Can anyone tell me why?
Ismo Salonen - 18 Apr 2008 08:13 GMT
> here is the code:
> DWORD SomeFunction(DWORD Dw_0, DWORD Dw_1, DWORD Dw_2)
[quoted text clipped - 13 lines]
> push pDw[0] 3 times, then increase Dw by 3 times.
> Can anyone tell me why?

This code has undefined behaviour, Dw++ is executed three times but it
is not defined when exactly that happens. This is quite classic example
like x = i++ + i++;

br
ismo
adebaene@club-internet.fr - 18 Apr 2008 09:23 GMT
On 18 avr, 07:01, brof...@gmail.com wrote:
> here is the code:
> DWORD SomeFunction(DWORD Dw_0, DWORD Dw_1, DWORD Dw_2)
[quoted text clipped - 13 lines]
> push pDw[0] 3 times, then increase Dw by 3 times.
> Can anyone tell me why?

Because the behaviour of this code is undefined, according to the C++
standard : The post-increment of the "++"  operator is a side-effect
of this operator (whose "main" effect is to return the value of Dw).
This side-effect should be applied at the next "sequence point" (in
standardese speaking) after the expression.
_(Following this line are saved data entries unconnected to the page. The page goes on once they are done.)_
PR #527, opened 2018-11-16
Test thermodynamics

### LINKED ISSUE #633: Create a 'slow' pytest mark and only run slow tests on Travis rather than locally in development.

ChristianLieven:
* [X] fix #633
* [X] tests added/passed

### DIFF
--- a/memote/suite/tests/test_thermodynamics.py
+++ b/memote/suite/tests/test_thermodynamics.py
@@ -27,15 +27,15 @@ if version_info[:2] < (3, 5):
     pytest.skip("Thermodynamic tests require at least Python version 3.5.",
                 allow_module_level=True)
 
-import memote.support.thermodynamics as thermo
-import memote.support.basic as basic
-from memote.utils import (annotate, get_ids, truncate)
+import memote.support.thermodynamics as thermo # noqa
+import memote.support.basic as basic # noqa
+from memote.utils import (annotate, get_ids, truncate) # noqa
 
 
 @annotate(title="Thermodynamic Reversibility of Purely Metabolic Reactions",
           format_type="percent")
 def test_find_incorrect_thermodynamic_reversibility(read_only_model):
-    """
+    u"""
     Expect reversibility of metabolic reactions to agree with thermodynamics.
 
     If a reaction is neither a transport reaction, a biomass reaction nor a
--- a/memote/suite/tests/test_thermodynamics.py
+++ b/memote/suite/tests/test_thermodynamics.py
@@ -43,13 +43,13 @@ def test_find_incorrect_thermodynamic_reversibility(read_only_model):
     This test checks if the reversibility attribute of each reaction
     in a list of cobrapy reactions agrees with a thermodynamics-based
     calculation of reversibility. To determine reversibility we calculate
-    the reversibility index lngamma of each reaction
-    using the eQuilibrator API. The default cutoff for lngamma of 3
+    the reversibility index ln_gamma of each reaction
+    using the eQuilibrator API. The default cutoff for ln_gamma of 3
     "corresponds to allowing concentrations to span three orders of magnitude
-    around 100 μM (~3 μM—3mM)" at "pH = 7, I = 0.1M and T = 298K". This means
-    that a reaction is considered irreversible if the concentration of an
-    individual metabolite would have to change more than three orders of
-    magnitude i.e. from 3µM to 3mM to reverse the direction of flux. For
+    around 100 μM (~3 μM—3 mM)" at "pH = 7, I = 0.1 M and T = 298 K". This
+    means that a reaction is considered irreversible if the concentration of
+    an individual metabolite would have to change more than three orders of
+    magnitude i.e. from 3 µM to 3 mM to reverse the direction of flux. For
     further information on the thermodynamic and implementational details
     please refer to
     https://doi.org/10.1093/bioinformatics/bts317 and
@@ -63,10 +63,11 @@ def test_find_incorrect_thermodynamic_reversibility(read_only_model):
     chemical groups which is essential for the calculation of Gibbs energy
     using component contributions. This test collects each exceptional reaction
     and returns them as a tuple containing each list in the following order:
-        1. Reactions with incorrect reversibility
-        2. Reactions with incomplete mapping to KEGG
-        3. Reactions with Metabolites that are problematic during calculation
-        4. Chemically or redox unbalanced Reactions (after mapping to KEGG)
+        1. Reactions with incorrect **rev**ersibility
+        2. Reactions with incomplete **mapping** to KEGG
+        3. Reactions with Metabolites that are problematic
+           during **calc**ulation
+        4. Chemically or redox un**bal**anced Reactions (after mapping to KEGG)
 
     This test simply reports the number of metabolic reactions that disagree
     with thermodynamic calculations i.e. are irreversible even though they
@@ -76,11 +77,11 @@ def test_find_incorrect_thermodynamic_reversibility(read_only_model):
     """
     ann = test_find_incorrect_thermodynamic_reversibility.annotation
     met_rxns = basic.find_pure_metabolic_reactions(read_only_model)
-    rev, map, calc, bal = \
+    rev, mapping, calc, bal = \
         thermo.find_incorrect_thermodynamic_reversibility(met_rxns)
-    ann["data"] = (get_ids(rev), get_ids(map), get_ids(calc), get_ids(bal))
+    ann["data"] = (get_ids(rev), get_ids(mapping), get_ids(calc), get_ids(bal))
     ann["message"] = "Out of {} purely metabolic reactions the reversibility "\
-                     "of {} does not agree with the calculated lngamma " \
+                     "of {} does not agree with the calculated ln_gamma " \
                      "cutoff ({:.2%}), and thus ought to be inverted. " \
                      "{} reactions " \
                      "could not be mapped to KEGG completely, " \
--- a/memote/suite/tests/test_thermodynamics.py
+++ b/memote/suite/tests/test_thermodynamics.py
@@ -19,6 +19,14 @@
 
 from __future__ import absolute_import, division
 
+from sys import version_info
+
+import pytest
+
+if version_info[:2] < (3, 5):
+    pytest.skip("Thermodynamic tests require at least Python version 3.5.",
+                allow_module_level=True)
+
 import memote.support.thermodynamics as thermo
 import memote.support.basic as basic
 from memote.utils import (annotate, get_ids, truncate)
--- a/memote/suite/tests/test_thermodynamics.py
+++ b/memote/suite/tests/test_thermodynamics.py
@@ -21,8 +21,7 @@ from __future__ import absolute_import, division
 
 import memote.support.thermodynamics as thermo
 import memote.support.basic as basic
-from memote.utils import (
-    annotate, get_ids, get_ids_and_bounds, truncate, wrapper)
+from memote.utils import (annotate, get_ids, truncate)
 
 
 @annotate(title="Thermodynamic Reversibility of Purely Metabolic Reactions",
--- a/memote/suite/tests/test_thermodynamics.py
+++ b/memote/suite/tests/test_thermodynamics.py
@@ -1,0 +1,89 @@
+# -*- coding: utf-8 -*-
+
+# Copyright 2018 Novo Nordisk Foundation Center for Biosustainability,
+# Technical University of Denmark.
+#
+# Licensed under the Apache License, Version 2.0 (the "License");
+# you may not use this file except in compliance with the License.
+# You may obtain a copy of the License at
+#
+#     http://www.apache.org/licenses/LICENSE-2.0
+#
+# Unless required by applicable law or agreed to in writing, software
+# distributed under the License is distributed on an "AS IS" BASIS,
+# WITHOUT WARRANTIES OR CONDITIONS OF ANY KIND, either express or implied.
+# See the License for the specific language governing permissions and
+# limitations under the License.
+
+"""Perform tests using eQuilibrator API on an instance of ``cobra.Model``."""
+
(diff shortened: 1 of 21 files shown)


memote/suite/tests/test_thermodynamics.py
```diff
@@ -0,0 +1,96 @@
...
+    u"""
+    Expect reversibility of metabolic reactions to agree with thermodynamics.
+
+    If a reaction is neither a transport reaction, a biomass reaction nor a
+    boundary reaction, it is counted as a purely metabolic reaction.
+    This test checks if the reversibility attribute of each reaction
+    in a list of cobrapy reactions agrees with a thermodynamics-based
+    calculation of reversibility. To determine reversibility we calculate
+    the reversibility index lngamma of each reaction
+    using the eQuilibrator API. The default cutoff for lngamma of 3
```
Midnighter: Nice and clear explanation! It is a little 'mathy', though, so I suggest you take a look at the ['Notes' section 12](https://numpydoc.readthedocs.io/en/latest/format.html#sections) for inspiration with including tex. For example, it wasn't clear on first look that lngamma is the natural logarithm of gamma.

memote/suite/tests/test_thermodynamics.py
```diff
@@ -0,0 +1,96 @@
...
+    "corresponds to allowing concentrations to span three orders of magnitude
+    around 100 μM (~3 μM—3mM)" at "pH = 7, I = 0.1M and T = 298K". This means
```
Midnighter: Is it immediately obvious to everyone what _pH_, _I_, and _T_ stand for?

memote/suite/tests/test_thermodynamics.py
```diff
@@ -0,0 +1,96 @@
...
+    individual metabolite would have to change more than three orders of
+    magnitude i.e. from 3µM to 3mM to reverse the direction of flux. For
+    further information on the thermodynamic and implementational details
+    please refer to
+    https://doi.org/10.1093/bioinformatics/bts317 and
+    https://gitlab.com/elad.noor/equilibrator-api/tree/master.
+
+    Please note that currently eQuilibrator can only determine the
+    reversibility index for chemically and redox balanced reactions whose
+    metabolites can be mapped to KEGG compound IDs (e.g. C00001). In addition
```
Midnighter: InChIs coming soon:tm: :smiley:

memote/suite/tests/test_thermodynamics.py
```diff
@@ -0,0 +1,96 @@
...
+import memote.support.thermodynamics as thermo # noqa
+import memote.support.basic as basic # noqa
+from memote.utils import (annotate, get_ids, truncate) # noqa
+
+
+@annotate(title="Thermodynamic Reversibility of Purely Metabolic Reactions",
+          format_type="percent")
+def test_find_incorrect_thermodynamic_reversibility(read_only_model):
+    u"""
+    Expect reversibility of metabolic reactions to agree with thermodynamics.
```
Midnighter: What about irreversible reactions that under the assumed conditions are pointing in the wrong direction? I think we should have a test for that, too.

memote/suite/tests/test_thermodynamics.py
```diff
@@ -0,0 +1,96 @@
...
+
+    This test simply reports the number of metabolic reactions that disagree
+    with thermodynamic calculations i.e. are irreversible even though they
+    should not be (and vice versa), considering the above fluctuations of
+    metabolite concentrations. It does not have a mandatory 'pass' criterium.
+
+    """
+    ann = test_find_incorrect_thermodynamic_reversibility.annotation
+    met_rxns = basic.find_pure_metabolic_reactions(read_only_model)
+    rev, map, calc, bal = \
```
Midnighter: I didn't write the code, so these variable names appear a bit cryptic to me.

memote/support/thermodynamics.py
```diff
@@ -0,0 +1,168 @@
...
+
+from six import string_types
+
+
+if version_info[:2] >= (3, 5):
+    from equilibrator_api import Reaction, CompoundMatcher
+    COMPOUND_MATCHER = CompoundMatcher()
+
+
+def smallest_compound_ID(kegg_ann_list):
```
Midnighter:
```suggestion
def smallest_compound_id(kegg_ann_list):
```

memote/support/thermodynamics.py
```diff
@@ -0,0 +1,168 @@
...
+    KEGG IDs may map to compounds, drugs and glycans prefixed respectively
+    with "C", "D", and "G" followed by at least 5 digits.
+
+    Parameters
+    ----------
+    kegg_ann_list: list
+        A list of mixed KEGG IDs.
+
+    """
+    only_cIDs = [x for x in kegg_ann_list if "C" in x]
```
Midnighter:
```suggestion
    only_compound_ids = [x for x in kegg_ann_list if x.startswith("C")]
```

memote/support/thermodynamics.py
Midnighter: Please maintain pep8 standard.

memote/support/thermodynamics.py
```diff
@@ -0,0 +1,168 @@
...
+    only_cIDs.sort(key=lambda x: int(x.lstrip('C')))
```
Midnighter:
```suggestion
    only_compound_ids.sort(key=lambda x: int(x.lstrip('C')))
```
Could replace `x` with `c` to be slightly more semantic.

memote/support/thermodynamics.py
Midnighter: See below for one-liner.

memote/support/thermodynamics.py
Midnighter: See below for one-liner.

memote/support/thermodynamics.py
```diff
@@ -0,0 +1,168 @@
...
+    return only_cIDs
+
+
+def get_equilibrator_rxn_string(rxn):
```
Midnighter:
```suggestion
def get_equilibrator_reaction_string(reaction):
```
My personal preference: Keep external names, i.e., parameters, functions, classes and their methods, and global variables verbose. Use abbreviations inside scope hidden from users.

memote/support/thermodynamics.py
```diff
@@ -0,0 +1,168 @@
...
+    kegg_rxn = rxn.reaction
+    for met in rxn.metabolites:
+        kegg_ann_id = met.annotation.get("kegg.compound")
+        if isinstance(kegg_ann_id, string_types) and "C" in kegg_ann_id:
+            kegg_rxn = kegg_rxn.replace(met.id, kegg_ann_id)
+        elif type(kegg_ann_id) is list and any("C" in s for s in kegg_ann_id):
+            kegg_rxn = kegg_rxn.replace(
+                met.id, smallest_compound_ID(kegg_ann_id)[0]
+            )
+        elif not getattr(met, "name"):
```
Midnighter: If `met` is a `cobra.Metabolite` the `name` attribute will always exist although it might be `None`.
```suggestion
        elif not met.name:
```

memote/support/thermodynamics.py
```diff
@@ -0,0 +1,168 @@
...
+    in the original reaction string.
+
+    Parameters
+    ----------
+    rxn: cobra.Reaction
+        The metabolic reaction under investigation.
+
+    """
+    kegg_rxn = rxn.reaction
+    for met in rxn.metabolites:
```
Midnighter: I would structure this helper function differently. You are calling this function for each reaction `r` and looping through its metabolites `m[r]`. So that means you construct `O(r * m[r])` mappings. I would create a mapping object only from the purely metabolic metabolites and pass that into this function to construct the reaction from. That means you first loop through metabolites `m` after which you loop through reactions `r` and thus  `O(r + m)` complexity. I have also [opened an issue](https://gitlab.com/elad.noor/equilibrator-api/issues/18) to create some kind of adapter between `cobra.Reaction` and equilibrator reactions.

memote/support/thermodynamics.py
```diff
@@ -0,0 +1,168 @@
...
+                kegg_match_id = df['CID'].iloc[0]
+                kegg_rxn = kegg_rxn.replace(met.id, kegg_match_id)
+            except Exception:
+                pass
+    # COBRApy reaction strings seem to use slightly different arrows which
+    # are not recognized by the eQuilibrator-API
+    return kegg_rxn.replace('-->', '->').replace('<--', '<-')
+
+
+def find_incorrect_thermodynamic_reversibility(reactions, lngamma=3):
```
Midnighter:
```suggestion
def find_incorrect_thermodynamic_reversibility(reactions, ln_gamma=3):
```

memote/support/thermodynamics.py
```diff
@@ -0,0 +1,168 @@
...
+    u"""
+    Return reactions whose reversibilities do not agree with thermodynamics.
+
+    This function checks if the reversibility attribute of each reaction
+    in a list of cobrapy reactions agrees with a thermodynamics-based
+    calculation of the reversibility. To determine reversibility we calculate
+    the reversibility index lngamma (see [1]_ section 3.5) of each reaction
+    using the eQuilibrator API [2]_. The default cutoff for lngamma
+    "corresponds to allowing concentrations to span three orders of magnitude
+    around 100 μM (~3 μM—3mM)" at "pH = 7, I = 0.1M and T = 298K" (see [1]_
```
Midnighter:
```suggestion
    around 100 μM (~3 μM—3 mM)" at "pH = 7, I = 0.1 M and T = 298 K" (see [1]_
```
SI units should have a space between value and unit.

Midnighter: Probably also in above docstring.

memote/support/thermodynamics.py
```diff
@@ -0,0 +1,168 @@
...
+
+    for rxn in reactions:
+        try:
+            eq_rxn = Reaction.parse_formula(get_equilibrator_rxn_string(rxn))
+        except Exception:
+            incomplete_mapping.append(rxn)
+            continue
+        if eq_rxn.check_full_reaction_balancing():
+            try:
+                ln_RI = eq_rxn.reversibility_index()
```
Midnighter:
```suggestion
                ln_rev_idx = eq_rxn.reversibility_index()
```

memote/support/thermodynamics.py
```diff
@@ -0,0 +1,168 @@
...
+            except Exception:
+                problematic_calculation.append(rxn)
+                continue
+            if (ln_RI < lngamma) != rxn.reversibility:
```
Midnighter:
```suggestion
            if (ln_rev_idx < lngamma) != rxn.reversibility:
```

memote/suite/tests/test_thermodynamics.py
ChristianLieven: I think every student of natural sciences will have had the basics of physics and chemistry to understand pH and T (especially when the value is above 200 and is in kelvin), but I do concede that `I` is still cryptic to me. I'll add an explanation.

memote/suite/tests/test_thermodynamics.py
ChristianLieven: Would it motivate you if I put a link to your WIP repo there :P

memote/suite/tests/test_thermodynamics.py
ChristianLieven: You don't think it is enough to actually describe the output in that order in the docstring just above?

>1. Reactions with incorrect *rev*ersibility
  2. Reactions with incomplete *map*ping to KEGG
  3. Reactions with Metabolites that are problematic during *calc*ulation
  4. Chemically or redox un*bal*anced Reactions (after mapping to KEGG)

I'm happy to be more expressive but I also wanted to avoid spreading a single line over 3-4 lines just because of expressive variable names.

memote/support/thermodynamics.py
ChristianLieven: I'm a big fan of the adapter idea, but until then I'm adamant about keeping the crutch (as opposed to stalling this).

I'll consider your suggestion, shouldn't be too hard to do.

memote/support/thermodynamics.py
ChristianLieven: Yeah definitely also in the docstring. Likewise with the change to `lngamma`

memote/suite/tests/test_thermodynamics.py
ChristianLieven: Tex might actually look nice in the docs, but not so in the report which is where this string will end up in its raw form. Do you have any ideas how to still keep it readable?

I added an underscore for ln_gamma just like with the variable. That's the only part really requiring Tex right?

memote/suite/tests/test_thermodynamics.py
ChristianLieven: Frankly, I'm not entirely sure how to cover that with just the ln_gamma metric. I believe this would require some sort of combined check of dG and ln_gamma? As far as I understand ln_gamma only tells me if a reaction is, in theory, reversible but I'm not sure if it takes the specific direction into account, or just looks at the reactants and products kinda separately. 

In the interest of meeting my sprint goal I've created a new card for this and would like to defer any further discussion to when we plan that task.

Please see #530

memote/support/thermodynamics.py
ChristianLieven: The newest commit should have addressed your concerns here. I'm hence resolving this conversation.

memote/suite/tests/test_thermodynamics.py
ChristianLieven: Let me know if I can resolve this.

ChristianLieven: Definitely keeping that in mind! I think that will be great to show how the score is calculated too!

Midnighter:
I realize now that the best option could be build and maintain the metabolite mapping while performing `find_incorrect_thermodynamic_reversibility`. So you would have a check whether the metabolite already exists in the mapping and only create one otherwise. I think this is totally fine to go in, though.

Now, in your case, the
next sequence point is the call to SomeFunction, *after* evaluation of
all it's arguments.

What it means is that :
- the compiler is free to evaluate the arguments of SomeFunction in
any order (right to left, left to right, somehing else...).
- if the evaluation of those arguments have side-effect (which is your
case), those side-effect must be applied before the function is
called. However, exactly WHEN is undefined. The compiler is free to
apply them after evaluating all arguments (whis is obviously the
case), of after each argument evaluation, or anything else.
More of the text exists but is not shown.